LiNbO3 is a material that our group is very interested in that has seen few MD studies due to it’s complex triclinic crystal structure. We are modeling the effects of high energy ions passing through LiNbO3 by applying the thermal shock model. The above image is a rendering of the electron density of LiNbO3 from a ground state Quantum Espresso run.

Monte Carlo Simulation of Ion Cascades

Density Map of Ion Collisions

Density Map of Ion Collisions

SRIM is a closed source code originally written in the 1970’s to calculate the range and stopping power of ions in matter. The code has gone through periodic updates with the most recent coming out in June 2013. Many groups in Nuclear Engineering and Material Science at the University of Tennessee use this software frequently and are frustrated with its restrictions, speed, and ability to only run on windows. Our group’s aim is to provide an open source, more stable, platform independent alternative to SRIM. See Github for updates.

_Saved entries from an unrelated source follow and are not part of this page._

PR #3687, opened 2019-07-18
Sorter.lic

Hazado:
Resubmitting for better commit history.


common.lic
```diff
@@ -220,7 +220,13 @@ module DRC
...
...r-finished|mottled|multiple woods|naphtha|oak|oblong sanguine|one|onyx buttons|opposing images|overlapping|pale cerulean|pallid links|pastel-hued|pins|pitted (?:black iron|steel)|plush velvet|polished (?:bronze|hemlock|steel)|raccoon tails|ram's horns|rat pelts|raw|red and blue|rich (?:purple|golden)|riveted bindings|roughened|rowan|sanguine thornweave|scattered star|scorch marks|sculpted|shadows|shark cartilage|shifting (?:celadon|shades)|shipboard|(?:braided |cobalt |deep black |desert-tan |dusky red Taisidon |ebony |exquisite spider|fine leaf-green |flowing night|glimmering ebony |heavy |marigold |pale gold marquisette and virid |rich copper |spiral-braided |steel|unadorned black Musparan )?silk(?:cress)?|(?:coiled |shimmering )?silver(?:steel| and |y)?|sirese blue spun glitter|six crossed|slender|small bones|smoothly interlocking|snow leopard|soft brushed|somber black|sprawled|sun-bleached|steel links|stones|strips of|sunny yellow|teardrop plates|telothian|the|tiny (?:golden|indurium|scales|skull)|tightly braided|tomiek|torn|twists|two|undyed|vibrant multicolored|viscous|waves of|weighted|well-cured|white ironwood|windstorm gossamer|wintry faeweave|woven diamondwood))\b.*/, '')
```
rpherbig: Was this going to be moved to `base-sorting.yaml`?

Hazado: I tried to move the large block with no success. Yaml would fail to read it.

rpherbig:
Looks ok to me

ping @Sarvatt @jandersson @jayRyan24  for one last chance to jump in with comments

jandersson:
Go for it

common.lic
jayRyan24: Thank you Dragonrealms, for your great flavor!

data/base-sorting.yaml
```diff
@@ -0,0 +1,483 @@
+cambrinth:
+- .*cambrinth.*
```
jayRyan24: Some items can use cambrinth as a decoration. This is minimal concern, but it's another one of those "gotchas" by the flavor text team... :D

jayRyan24:
@rpherbig @jandersson @Sarvatt @Hazado Works well, and I really appreciate the effort on this one. One of the issues I have though is that it will `sort` a simple `look charName`, which can be really obnoxious. Do we want to ignore that, or should that be adjusted?

jayRyan24:
Also, what will break due to the failed checks?

Hazado:
> @rpherbig @jandersson @Sarvatt @Hazado Works well, and I really appreciate the effort on this one. One of the issues I have though is that it will `sort` a simple `look charName`, which can be really obnoxious. Do we want to ignore that, or should that be adjusted?
> 
> I haven't tested the recent ones, so it could already have been fixed!


Look <person>
Look item

> @rpherbig @jandersson @Sarvatt @Hazado Works well, and I really appreciate the effort on this one. One of the issues I have though is that it will `sort` a simple `look charName`, which can be really obnoxious. Do we want to ignore that, or should that be adjusted?
> 
> I haven't tested the recent ones, so it could already have been fixed!

Toggle options to sort
Mute old inventory
Inventory
Look <person>
Look item

data/base-sorting.yaml
Hazado: Yeah, but what can we do? It's either remove cambrinth category or live with the gotchas

Hazado: The look charname can be set to false by default if you want.

jayRyan24: Yeah, my comment was more of a "you're going to see this come up" type of thing. I think sorting it is just fine, otherwise you'd need to then parse the string for type of cambrinth, would be messy.

jayRyan24:
Oh god I'm blind as all fucking hell. My bad. Thanks.

jayRyan24:
I've been running the changes for a few days without hiccup. The sorter works great with it too, don't think there's a reason to not push it through and let people get in there and break stuff!

common.lic
KatoakDR: Bless you all for writing this method. This and `get_noun` are quite handy and making my life much easier at the moment.

PR #3691, opened 2019-07-18
Adds more carving recipes from apprentice book

Hazado:


Sarvatt:
are you absolutely sure the ones you set to workorders: true work in workorders?

Sarvatt:
usually the items that need parts that haven't been tested before are broken at the start

Hazado:
actually, base-crafting.yaml needs updating to correct the volume size of alabaster

Hazado:
I didn't add items that need parts. The ones I added and have set to workorders: true are ones that use volume 3 stone and down.

Sarvatt:
medallions don't need parts? the wiki doesnt list the ingredients but for other crafts neck things do is why i was asking

Hazado:
Nope

`        -=   Chapter 4, Page 11: Instructions for crafting a stone medallion    =-

  A stone medallion is a craftable item in the Engineering society under the Carving crafting discipline.  This is considered to be a simple piece to make, though knowledge of the Decorative Stone Design technique will be beneficial to the crafter.

  This item is listed as a "finished stone body jewelry" ingredient type and is created using a chisel set.  A crafter may also find it helpful to have a rasp, a riffler set and a jar of polish on hand.

 A list of ingredients is provided:

   (1) raw stone material (stone)`

Sarvatt:
oh cool, thanks for double checking!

Machine Learning and Molecular Dynamic Potentials

DFTFIT

The creation of Molecular Dynamics potentials typically are made through the use of fitting experimental data and Density Functional Theory data. Currently there are limited tools available online for creation of MD potentials. My goal for this research is to tie in well established codes (VASP, Quantum Espresso, and LAMMPS) for usage in constructing molecular dynamics potentials. More information to come! Please see Github for real-time updates.

Software

Zeo++

MFI Zeolite

MFI Zeolite

During the summer of 2012, I was given the opportunity of an internship at Lawrence Berkeley National Lab (LBNL) working under Dr. Maciej Haranczyk. I worked on Zeo++ throughout that summer and added features to characterize the distribution of the voids within a given Zeolite. This work materialized into a paper published in early 2013. Zeo++ is written in C++ with interfaces through python and VMD. Zeo++ allows for the calculation of geometrical parameters describing pores within the material and easy visualization of these parameters.

PYQE

LiNbO3

LiNbO3

While taking MSE 613 (Introduction to Density Functional Theory) by Dr. Haixuan Xu we made heavy use of Quantum Espresso. I was often frustrated by syntax errors in my input scripts along with how many steps could not be easily automated. BASH scripting was used at first but I quickly learned that by creating a Python library I could speed up the process. The software is open-source and available on Github PyQE.

DFTFIT

DFTFIT is a software that uses DFT simulation data for fitting molecular dynamic potentials. DFTFIT uses the least square method to fit the stresses, total energy, and forces of a given set of configurations. The user has the flexibility of changing the weights for fitting and uses relative error to judge the fitness of parameters. While this code is in its early stages, it has already proven that it can come up with good potentials for MgO. After a potential haso been created, DFTFIT has tools for easily calculating measurable experimental properties such as the lattice constant and bulk modulus. The software is open-source and available on Github DFTFIT.